US president-elect Joe Biden is giving university research unprecedented prominence, choosing leading academics for his top science posts, including the first ever Cabinet-level chief science adviser.
The group is led by Eric Lander, the founding director of the Broad Institute of MIT and Harvard, named by Mr Biden as the science adviser and nominated to be director of the Office of Science and Technology Policy (OSTP).
Mr Biden’s appointments, which attracted plaudits across higher education, also include a new top White House advisory position in the social sciences and the extension of Francis Collins’ tenure as director of the National Institutes of Health.
The timing of the choices, before the president-elect even takes office, is part of the signal that Mr Biden said he wants to provide about his planned reliance on scientific expertise.
President Trump, by contrast, has repeatedly questioned scientific expertise and went nearly halfway through his term in office before taking on Kelvin Droegemeier, a former vice-president for research at the University of Oklahoma, as his science adviser and OSTP director.
“As president,” Mr Biden said of scientific discovery broadly, “I’ll pay great attention to these issues again.”
That commitment, he said, drove his decision to grant Cabinet membership to his science adviser, Professor Lander, a professor of biology at both the Massachusetts Institute of Technology and Harvard University with a history of working in the political and scientific worlds.
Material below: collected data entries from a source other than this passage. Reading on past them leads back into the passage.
PR #1520, opened 2024-04-10
[core] active entity unregistration in descgate

rex-schilasky:
### Description
DescGate is currently collecting descriptions (type encodings, type names, type descriptors) for publisher, subscriber and services. 

This PR:
* extends it to collect descriptions for clients too
* introduces active removal of descriptions triggered by unregistration events (samples)

The existing removal is based on expiration, configured with a default timeout of 5s (monitoring timeout). The new active removal removes entries immediately.

### DIFF
--- a/ecal/core/src/ecal_descgate.h
+++ b/ecal/core/src/ecal_descgate.h
@@ -72,26 +72,20 @@ namespace eCAL
     bool GetDataTypeInformation(const std::string& topic_name_, SDataTypeInformation& topic_info_);
 
     void GetServices(std::map<std::tuple<std::string, std::string>, SServiceMethodInformation>& service_info_map_);
-    void GetServiceNames(std::vector<std::tuple<std::string, std::string>>& service_method_names_);
+    void GetServiceMethodNames(std::vector<std::tuple<std::string, std::string>>& service_method_names_);
     bool GetServiceTypeNames(const std::string& service_name_, const std::string& method_name_, std::string& req_type_name_, std::string& resp_type_name_);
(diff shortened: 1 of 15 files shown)


ecal/core/src/ecal_util.cpp
```diff
@@ -168,46 +298,277 @@ namespace eCAL
...
-      g_descgate()->GetTopics(topic_info_map_);
+      QualityTopicInfoMultiMap multi_map;
+      if (g_descgate() == nullptr) return multi_map;
+
+      // insert publisher into target multimap
+      for (const auto& topic : g_descgate()->GetPublishers())
+      {
+        multi_map.insert(std::pair<std::string, SQualityTopicInfo>(topic.first.topic_name, topic.second));
+      }
+
```
KerstinKeller, line 311: what is the difference of the type the DescGate returns, and that the Util function returns?
Because we transform the map twice now? once from expired_map -> regular map -> multimap.
Does it make sense that the descgate directly returns a multimap?

KerstinKeller (commented):
Sorry I have some more remarks. some might be from yesterday, and outdated, but others are from today.

ecal/core/src/ecal_descgate.h
```diff
@@ -26,114 +26,117 @@
...
+
+  struct SServiceIdKey
+  {
+    std::string     service_name;
+    std::string     method_name;
+    Util::ServiceId service_id;
+
+    bool operator<(const SServiceIdKey& other) const
+    {
+      return std::tie(service_name, service_id) < std::tie(other.service_name, other.service_id);
```
KerstinKeller, line 59: Did you "forget" the `method_name` in the comparison, or is this by intent?

KerstinKeller (approved):
Looks good, now.

PR #1527, opened 2024-04-15
[core] Fix possible race condition

KerstinKeller:
ecal_registration_provider.cpp: m_sample_list_sync should also protect m_sample_list_buffer.


KerstinKeller:
Cherry pick manually.

PR #1528, opened 2024-04-15
[build]  make eCAL::proto part of ecal subfolder (ecal_core project)

KerstinKeller:
- changed include folder from "ecal/protobuf/..." to "ecal/msg/protobuf/..." to be in line with the includes from core (e.g. subscriber.h / publisher.h)
- target naming: eCAL::core_protobuf to be discussed.


conanfile.py
```diff
@@ -6,51 +6,68 @@
 
 class eCALConan(ConanFile):
     name = "ecal"
-    settings = "os", "compiler", "arch", "build_type"
```
KerstinKeller, line 9: (!!!!!!)

rex-schilasky (approved):

PR #1536, opened 2024-04-16
[Submodules] ecaludp include

Peguen:
### Description
Implemented ecaludp as submodule.


thirdparty/ecaludp/build-ecaludp.cmake
```diff
@@ -0,0 +1,15 @@
...
+set(ECALUDP_ENABLE_NPCAP        ${ECAL_CORE_NPCAP_SUPPORT})
+set(ECALUDP_BUILD_SAMPLES       OFF)
+set(ECALUDP_BUILD_TESTS         OFF)
+set(ECALUDP_USE_BUILTIN_ASIO    OFF)
+set(ECALUDP_USE_BUILTIN_RECYCLE OFF)
+set(ECALUDP_USE_BUILTIN_UDPCAP  OFF)
+set(ECALUDP_LIBRARY_TYPE        STATIC)
+
+# Add ecaludp library from subdirectory
+add_subdirectory(${CMAKE_CURRENT_LIST_DIR}/ecaludp thirdparty/ecaludp EXCLUDE_FROM_ALL SYSTEM)
```
KerstinKeller, line 12: I think we could also directly include `${CMAKE_CURRENT_LIST_DIR}/ecaludp/ecaludp`, and then we don't need to set alld the options, but I guess it's not actually necesssary.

Mr Biden also named Alondra Nelson the president of the Social Science Research Council – a nearly century-old forum of scholars and policymakers – as the first ever deputy director for science and society in the White House science office.
Professor Nelson, a professor at the Institute for Advanced Study and a former dean of social sciences at Columbia University, promised to apply her expertise on racial inequities in ensuring broad benefits of scientific discovery.
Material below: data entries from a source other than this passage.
PR #1538, opened 2024-04-16
new - ecaludp based - udp send/receive handling

rex-schilasky:
### Description
Replace ecal's udp implementation by ecaludp.


ecal/core/src/io/udp/ecal_udp_sample_receiver.h
```diff
@@ -43,43 +40,17 @@ namespace eCAL
...
-        explicit CSampleDefragmentation(CSampleReceiver* sample_receiver_);
-        ~CSampleDefragmentation() override;
-
-        int OnMessageCompleted(std::vector<char>&& msg_buffer_) override;
-
-      protected:
-        CSampleReceiver* m_sample_receiver;
-      };
+    private:
+      std::shared_ptr<CSampleReceiverAsio>  m_receiver_asio;
```
KerstinKeller, line 49: I would recommend that these are `std::unique_ptr`.

ecal/core/src/io/udp/ecal_udp_receiver_attr.h
```diff
@@ -18,21 +18,28 @@
...
+      std::string address;
+      int         port      = 0;
+      bool        broadcast = false;
+      bool        loopback  = true;
+      int         rcvbuf    = 1024 * 1024;
+    };
 
-    using TransmitCallbackT = std::function<size_t(const void*, const size_t)>;
-    size_t SendFragmentedMessage(char* buf_, size_t buf_len_, const TransmitCallbackT& transmit_cb_);
+    using HasSampleCallbackT   = std::function<bool(const std::string& sample_name_)>;
```
KerstinKeller, line 42: I am a bit curious about the naming of `HasSampleCallbackT`. When is this called and what should it return?
If this is true, then `ApplySampleCallback` is called?

ecal/core/src/io/udp/ecal_udp_sample_receiver_asio.cpp
```diff
@@ -0,0 +1,253 @@
...
+      AddMultiCastGroup(attr_.address.c_str());
+
+      // run the io context
+      m_io_thread = std::thread([this] { m_io_context->run(); });
+
+      // start receiving
+      Receive();
+    }
+
+    CSampleReceiverAsio::~CSampleReceiverAsio()
```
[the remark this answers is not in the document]
KerstinKeller: If the action bot is right here, you might want to surround this with a `try / catch` block. @FlorianReimold do you know under which circumstances this may throw?

ecal/core/src/io/udp/ecal_udp_sample_receiver_asio.cpp
```diff
@@ -0,0 +1,253 @@
...
+      if (m_io_thread.joinable())
+        m_io_thread.join();
+    }
+
+    bool CSampleReceiverAsio::AddMultiCastGroup(const char* ipaddr_)
+    {
+      if (!m_broadcast)
+      {
+#ifdef __linux__
+        // TODO: NPCAP - How to implement this ? native_handle() not provided
```
KerstinKeller, line 75: Is this still relevant? Otherwise remove?

ecal/core/src/io/udp/ecal_udp_sample_receiver_asio.cpp
```diff
@@ -0,0 +1,253 @@
...
+      }
+      return(true);
+    }
+
+    bool CSampleReceiverAsio::RemMultiCastGroup(const char* ipaddr_)
+    {
+      if (!m_broadcast)
+      {
+        // Leave multicast group
+#ifdef __linux__
```
KerstinKeller, line 103: why `__linux__` and not `ECAL_OS_LINUX`?

ecal/core/src/io/udp/ecal_udp_sample_receiver_npcap.cpp
```diff
@@ -0,0 +1,174 @@
...
+
+              // apply the sample payload
+              m_apply_sample_callback(payload_buffer, payload_buffer_size);
+            }
+          }
+
+          // recursively call Receive() to continue listening for data
+          this->Receive();
+        });
+    }
```
KerstinKeller, line 172: There is a lot of duplicated code between this class and the asio class. It might make sense to actually compare them, and see what code may be reused between both classes.

ecal/core/src/io/udp/ecal_udp_sample_sender.cpp
```diff
@@ -22,51 +22,113 @@
...
+    CSampleSender::CSampleSender(const SSenderAttr& attr_) :
+      m_destination_endpoint(asio::ip::make_address(attr_.address), static_cast<unsigned short>(attr_.port))
+    {
+      m_io_context = std::make_shared<asio::io_context>();
+
+      // create the socket and set all socket options
+      InitializeSocket(attr_);
+    }
+
+    CSampleSender::~CSampleSender()
```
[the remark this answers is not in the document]
KerstinKeller: Same as above, can this throw?

ecal/core/src/io/udp/ecal_udp_sample_sender.cpp
```diff
@@ -22,51 +22,113 @@
...
+      // close socket
+      m_socket->close();
     }
 
-    size_t CSampleSender::Send(const std::string& sample_name_, const std::vector<char>& serialized_sample_)
+    void CSampleSender::InitializeSocket(const SSenderAttr& attr_)
     {
-      if (!m_udp_sender) return(0);
+      // create socket
+      m_socket = std::make_shared<ecaludp::Socket>(*m_io_context, std::array<char, 4>{'E', 'C', 'A', 'L'});
```
KerstinKeller, line 52: This is the thirds place, where I see exactly this line of code:
```
m_socket = std::make_shared<ecaludp::Socket>(*m_io_context, std::array<char, 4>{'E', 'C', 'A', 'L'});
```
Make it can be put inside a free function?

ecal/core/src/io/udp/ecal_udp_sample_receiver_asio.cpp
KerstinKeller: also didn't you change the namespace `IO::UDP` -> `eCAL::UDP` ? 🤔

KerstinKeller (commented):
I think we also need a review from @FlorianReimold, because I cannot judge the asio content.

ecal/core/src/io/udp/ecal_udp_sample_receiver_asio.cpp
rex-schilasky: I kept __linux__ here. Maybe its used because the OS_XY macros should not be used in low level IO layers .. can check this later. Namespace here is still IO::UDP

ecal/core/src/io/udp/ecal_udp_sample_receiver_asio.cpp
rex-schilasky: Still relevant.

ecal/core/src/io/udp/ecal_udp_receiver_attr.h
rex-schilasky: It's a callback called after reading the sample_name and before deserializing the payload. So the later "consumer" of the payload can state its interest on the payload.

ecal/core/src/io/udp/ecal_udp_sample_receiver.h
rex-schilasky: Done

ecal/core/src/io/udp/ecal_udp_sample_sender.cpp
```diff
@@ -22,51 +22,113 @@
...
+      // ------------------------------------------------
+      const unsigned short s1 = static_cast<unsigned short>(sample_name_.size()) + 1 /*'\0'*/;
+      const size_t         s2 = serialized_sample_.size();
+      const asio::const_buffer sample_name_size_asio_buffer(&s1, 2);
+      const asio::const_buffer sample_name_asio_buffer(sample_name_.c_str(), s1); // we need to use c_str() here to guarantee  trailling \'0'
+      const asio::const_buffer serialized_sample_asio_buffer(serialized_sample_.data(), s2);
+
+      const asio::socket_base::message_flags flags(0);
+      asio::error_code ec;
+      size_t sent = m_socket->send_to({ sample_name_size_asio_buffer, sample_name_asio_buffer, serialized_sample_asio_buffer }, m_destination_endpoint, flags, ec);
```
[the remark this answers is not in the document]
rex-schilasky: Done

ecal/core/src/io/udp/ecal_udp_sample_receiver_asio.cpp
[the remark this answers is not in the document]
rex-schilasky: Solved by using the asio::error_code variants of socket close/cancel.

ecal/core/src/io/udp/ecal_udp_sample_sender.cpp
rex-schilasky: I would leave it that way and not introduce an extra function for the 2 receivers (asio and npcap) and the one sender.

ecal/core/src/io/udp/ecal_udp_sample_receiver.h
```diff
@@ -23,63 +23,29 @@
...
-#include <string>
-#include <unordered_map>
-#include <vector>
 
 namespace eCAL
 {
   namespace UDP
   {
-    class CSampleReceiver
+    class CSampleReceiver : public CSampleReceiverBase
```
KerstinKeller, line 39: This class does not need to inherit from the Base class! This is a wrapper class for the base class. I theory, you might not even need this class at all.

ecal/core/src/io/udp/ecal_udp_sample_receiver.h
```diff
@@ -23,63 +23,29 @@
...
 
-#include "io/udp/sendreceive/udp_receiver.h"
-#include "io/udp/fragmentation/rcv_fragments.h"
-#include "util/ecal_thread.h"
+#include "io/udp/ecal_udp_sample_receiver_base.h"
+
+#include "ecal_udp_sample_receiver_asio.h"
+#ifdef ECAL_CORE_NPCAP_SUPPORT
+#include "ecal_udp_sample_receiver_npcap.h"
+#endif
```
KerstinKeller, line 32: the includes at this point are not necessary. in the idea of `Pimpl` you might even remove the `ecal_udp_sample_receiver_base.h` include and here just say `class CSampleReceiverBase;`

KerstinKeller (commented):
I have two remarks, which make sense to fix atm.

KerstinKeller (approved):
Looks good! :+1:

When researchers make choices about study designs and testing, she said, “it matters who makes those choices – it matters who they’re thinking about when they do”.
Social science also may play into Mr Biden’s promise of heavy focus on the battle against cancer, given that nearly half of US deaths from the disease are tied to modifiable risk factors, and many others involve environmental pollutants.
Cancer already accounts for the biggest division of the NIH, which itself is the biggest federal agency for distributing basic research money. Mr Biden made clear his intent to push that fight even harder, driven in part by the death of his son Beau in 2015.
That year, he recalled, he declined to enter the 2016 race for president and felt regret “that I wouldn’t be the president who presided over the end of cancer as we know it”.
Now, he said, “as president, I will do everything we can to get it done”.
Beyond cancer, Mr Biden listed five broad areas of priority focus for his science team: ending the coronavirus pandemic, restoring the US economy, fighting climate change, improving US competitiveness in research, and boosting public trust in science.
Mr Biden also named two academic leaders – Maria Zuber, vice-president for research at MIT, and Frances Arnold, a professor of chemical engineering at the California Institute of Technology – as co-chairs for the President’s Council of Advisors on Science and Technology (PCAST), a panel of outside experts.
PCAST, which Professor Lander co-chaired in the Obama administration, is typically a mix of academic and corporate scientists. Mr Trump left it empty through most of his presidency.
Dr Collins, a former University of Michigan faculty member, gained renown as head of the Human Genome Project, in which Professor Lander played a key research role. The NIH director is already the agency’s longest serving head, a rare top government official to be retained during the switch from the Obama to the Trump administrations.